といっても、早口で捲し立て脈絡なくあちこち飛ぶ会話による「旅」であり、目的地は家である。ダイアローグはマシンガントークというか、言葉のナイフ投げ合戦。お互いの、そして観てるこちら側の心をえぐるキラーフレーズ満載だった。
颯爽と登場するなり竜巻のように周囲を巻き込んでいくブルック(いつものグレタ・ガーウィグ!)。彼女は「残り時間が少なくなると願望が強くなる」と、常に急き立てられ落ち着きがない。一方、トレイシー(ローラ・カーラ)は「地味な子は人気の子を観察してるからよく知ってる」と堂に入った観察者。空回りしながら進む2人の視点はどちらもよくわかる。
ブルックとトレイシーも自分がどんな人間かわかってる、だからこそ面倒臭い。理想は高いけど現実はちっぽけで、トレイシーが書く小説「アメリカの女王」は惨めな負け犬の肖像だ。でも誰もが幸せを求めてて、それを否定したりしない。「後退することで前進が可能になる」こともあるのだから、2人はそのスタート地点を探してるのだ。

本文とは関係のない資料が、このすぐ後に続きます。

PR #9776, opened 2024-02-07
fix strategy-updater docs

stash86:
## Summary

Fix typo on `strategy-list` explanation

Solve the issue: #___

## Quick changelog

- <change log 1>
- <change log 1>

### DIFF
--- a/docs/utils.md
+++ b/docs/utils.md
@@ -990,11 +990,7 @@ options:
   -h, --help            show this help message and exit
   --strategy-list STRATEGY_LIST [STRATEGY_LIST ...]
                         Provide a space-separated list of strategies to
-                        backtest. Please note that timeframe needs to be set
-                        either in config or via command line. When using this
-                        together with `--export trades`, the strategy-name is
-                        injected into the filename (so `backtest-data.json`
-                        becomes `backtest-data-SampleStrategy.json`
+                        be converted.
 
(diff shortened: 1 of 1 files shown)


docs/utils.md
```diff
@@ -990,11 +990,7 @@ options:
   -h, --help            show this help message and exit
   --strategy-list STRATEGY_LIST [STRATEGY_LIST ...]
                         Provide a space-separated list of strategies to
-                        backtest. Please note that timeframe needs to be set
-                        either in config or via command line. When using this
-                        together with `--export trades`, the strategy-name is
-                        injected into the filename (so `backtest-data.json`
-                        becomes `backtest-data-SampleStrategy.json`
+                        be converted.
```
xmatthias, line 993: well this section is just the output of  `freqtrade strategy-updater --help` ... so by changing this, the documentation is now showing something else in the help output than the actual command.

stash86: I don't think most people will ever use `--help` flag on CLI. Docs is where most people would go to, and get referred to. So I prefer accurate docs over inaccurate docs just to match `--help` output.

Adding a new arg on `cli_options` seems overkill just to have matching output, don't you think so? But if you prefer that route, then I can add a new arg for strategy-updater

xmatthias (approved):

立派な大人でなく、魅力的な大人になるにはどうすればいいんだろう?後の『ヤング・アダルト・ニューヨーク』と同じように、新旧世代の相互批評視点で模索するのはそんな問題。そこには過去を引きずり才能があっても失敗し続ける「輝けない人のヒーロー」がいる。実際そんな人の方が多いのだし、それがある意味安心させてくれるから。確かにグレタ・ガーウィグはアメリカのダメ女子にとっての女王かも。